## Exercise description
Where does the string "know" appear in the material? Copy each line that holds it.

## Given data

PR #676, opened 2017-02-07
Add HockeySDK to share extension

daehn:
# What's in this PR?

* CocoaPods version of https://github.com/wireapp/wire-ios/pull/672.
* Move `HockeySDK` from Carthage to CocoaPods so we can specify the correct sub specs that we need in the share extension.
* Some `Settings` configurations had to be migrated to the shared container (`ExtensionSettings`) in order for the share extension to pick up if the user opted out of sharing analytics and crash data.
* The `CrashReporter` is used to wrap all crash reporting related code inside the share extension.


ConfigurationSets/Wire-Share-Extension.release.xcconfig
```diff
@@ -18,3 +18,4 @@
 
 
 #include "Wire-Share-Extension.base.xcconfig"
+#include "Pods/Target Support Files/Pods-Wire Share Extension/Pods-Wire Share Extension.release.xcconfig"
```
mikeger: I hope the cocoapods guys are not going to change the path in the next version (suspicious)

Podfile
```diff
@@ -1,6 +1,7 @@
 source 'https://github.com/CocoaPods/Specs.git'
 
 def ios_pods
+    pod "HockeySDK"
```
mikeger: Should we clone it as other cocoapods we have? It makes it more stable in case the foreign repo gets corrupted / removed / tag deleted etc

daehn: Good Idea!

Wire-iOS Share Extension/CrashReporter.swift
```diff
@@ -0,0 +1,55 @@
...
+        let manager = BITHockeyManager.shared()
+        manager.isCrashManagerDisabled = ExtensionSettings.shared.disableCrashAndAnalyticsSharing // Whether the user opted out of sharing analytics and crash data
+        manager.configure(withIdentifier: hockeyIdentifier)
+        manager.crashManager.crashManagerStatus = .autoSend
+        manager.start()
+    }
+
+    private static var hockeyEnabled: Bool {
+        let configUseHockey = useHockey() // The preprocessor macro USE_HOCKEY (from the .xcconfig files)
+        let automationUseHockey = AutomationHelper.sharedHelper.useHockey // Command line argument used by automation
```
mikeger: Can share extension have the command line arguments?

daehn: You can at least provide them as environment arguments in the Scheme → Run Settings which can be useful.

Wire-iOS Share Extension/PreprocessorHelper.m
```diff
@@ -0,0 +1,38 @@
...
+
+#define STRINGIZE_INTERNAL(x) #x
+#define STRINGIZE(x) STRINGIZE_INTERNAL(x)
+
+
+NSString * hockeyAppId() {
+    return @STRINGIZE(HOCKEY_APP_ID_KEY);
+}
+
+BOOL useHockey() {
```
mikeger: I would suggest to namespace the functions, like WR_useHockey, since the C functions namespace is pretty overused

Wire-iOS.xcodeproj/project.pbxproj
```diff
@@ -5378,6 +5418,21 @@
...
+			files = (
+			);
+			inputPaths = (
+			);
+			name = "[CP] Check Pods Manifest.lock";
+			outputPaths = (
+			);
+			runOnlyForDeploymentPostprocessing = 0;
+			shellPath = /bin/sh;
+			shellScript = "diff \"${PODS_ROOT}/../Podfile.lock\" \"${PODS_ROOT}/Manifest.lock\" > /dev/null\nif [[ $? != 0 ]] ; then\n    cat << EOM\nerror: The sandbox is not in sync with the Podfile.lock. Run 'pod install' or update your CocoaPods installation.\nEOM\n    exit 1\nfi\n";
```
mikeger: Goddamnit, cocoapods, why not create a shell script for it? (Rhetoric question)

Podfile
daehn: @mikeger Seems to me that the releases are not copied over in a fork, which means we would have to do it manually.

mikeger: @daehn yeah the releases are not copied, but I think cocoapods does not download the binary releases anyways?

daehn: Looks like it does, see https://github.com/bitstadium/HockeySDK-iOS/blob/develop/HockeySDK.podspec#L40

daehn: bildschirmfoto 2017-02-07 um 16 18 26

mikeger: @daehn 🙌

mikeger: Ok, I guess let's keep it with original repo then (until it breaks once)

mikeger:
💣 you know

--

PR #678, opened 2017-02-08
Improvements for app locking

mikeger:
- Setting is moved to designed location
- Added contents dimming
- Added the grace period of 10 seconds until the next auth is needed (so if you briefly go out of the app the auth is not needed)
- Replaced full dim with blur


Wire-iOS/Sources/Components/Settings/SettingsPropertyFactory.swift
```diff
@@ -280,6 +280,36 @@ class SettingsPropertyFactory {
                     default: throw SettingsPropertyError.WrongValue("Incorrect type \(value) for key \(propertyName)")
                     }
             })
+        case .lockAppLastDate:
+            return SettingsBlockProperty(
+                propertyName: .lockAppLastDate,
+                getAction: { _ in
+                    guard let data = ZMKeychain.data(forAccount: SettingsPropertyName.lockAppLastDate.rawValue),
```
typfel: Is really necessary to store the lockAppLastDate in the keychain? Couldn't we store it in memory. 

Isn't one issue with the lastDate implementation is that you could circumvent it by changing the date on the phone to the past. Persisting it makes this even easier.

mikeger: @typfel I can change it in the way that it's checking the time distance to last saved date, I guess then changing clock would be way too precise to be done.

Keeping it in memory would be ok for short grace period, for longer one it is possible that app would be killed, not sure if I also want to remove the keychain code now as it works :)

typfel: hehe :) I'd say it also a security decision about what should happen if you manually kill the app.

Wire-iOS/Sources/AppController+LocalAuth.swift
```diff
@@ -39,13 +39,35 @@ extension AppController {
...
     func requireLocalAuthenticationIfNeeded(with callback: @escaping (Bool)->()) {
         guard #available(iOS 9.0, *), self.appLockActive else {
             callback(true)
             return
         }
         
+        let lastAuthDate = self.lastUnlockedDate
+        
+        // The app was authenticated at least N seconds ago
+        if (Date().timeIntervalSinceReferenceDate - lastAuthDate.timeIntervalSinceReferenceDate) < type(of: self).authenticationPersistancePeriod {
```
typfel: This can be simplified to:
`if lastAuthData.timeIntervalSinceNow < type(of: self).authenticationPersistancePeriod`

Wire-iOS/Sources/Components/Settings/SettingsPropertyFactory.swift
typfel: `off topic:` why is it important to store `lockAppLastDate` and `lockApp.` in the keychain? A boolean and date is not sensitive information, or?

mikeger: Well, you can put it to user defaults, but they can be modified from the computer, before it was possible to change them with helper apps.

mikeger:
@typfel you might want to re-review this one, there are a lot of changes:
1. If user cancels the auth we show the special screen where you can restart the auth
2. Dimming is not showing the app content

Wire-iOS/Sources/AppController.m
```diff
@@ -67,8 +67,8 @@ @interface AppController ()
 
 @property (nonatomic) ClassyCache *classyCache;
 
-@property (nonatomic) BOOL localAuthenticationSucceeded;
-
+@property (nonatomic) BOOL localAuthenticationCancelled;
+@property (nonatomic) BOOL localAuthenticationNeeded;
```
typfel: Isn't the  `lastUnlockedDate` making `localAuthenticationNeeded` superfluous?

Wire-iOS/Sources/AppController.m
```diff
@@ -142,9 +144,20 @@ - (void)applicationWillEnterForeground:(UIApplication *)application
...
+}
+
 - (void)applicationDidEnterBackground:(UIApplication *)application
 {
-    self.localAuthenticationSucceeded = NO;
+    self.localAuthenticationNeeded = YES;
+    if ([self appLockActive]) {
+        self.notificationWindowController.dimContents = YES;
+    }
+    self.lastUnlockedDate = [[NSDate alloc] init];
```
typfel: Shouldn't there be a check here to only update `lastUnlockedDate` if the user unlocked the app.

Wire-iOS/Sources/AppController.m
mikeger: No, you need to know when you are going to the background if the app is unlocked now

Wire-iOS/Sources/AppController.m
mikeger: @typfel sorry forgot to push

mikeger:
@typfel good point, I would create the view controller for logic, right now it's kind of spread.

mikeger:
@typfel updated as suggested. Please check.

## Reply to the exercise
💣 you know
mikeger: No, you need to know when you are going to the background if the app is unlocked now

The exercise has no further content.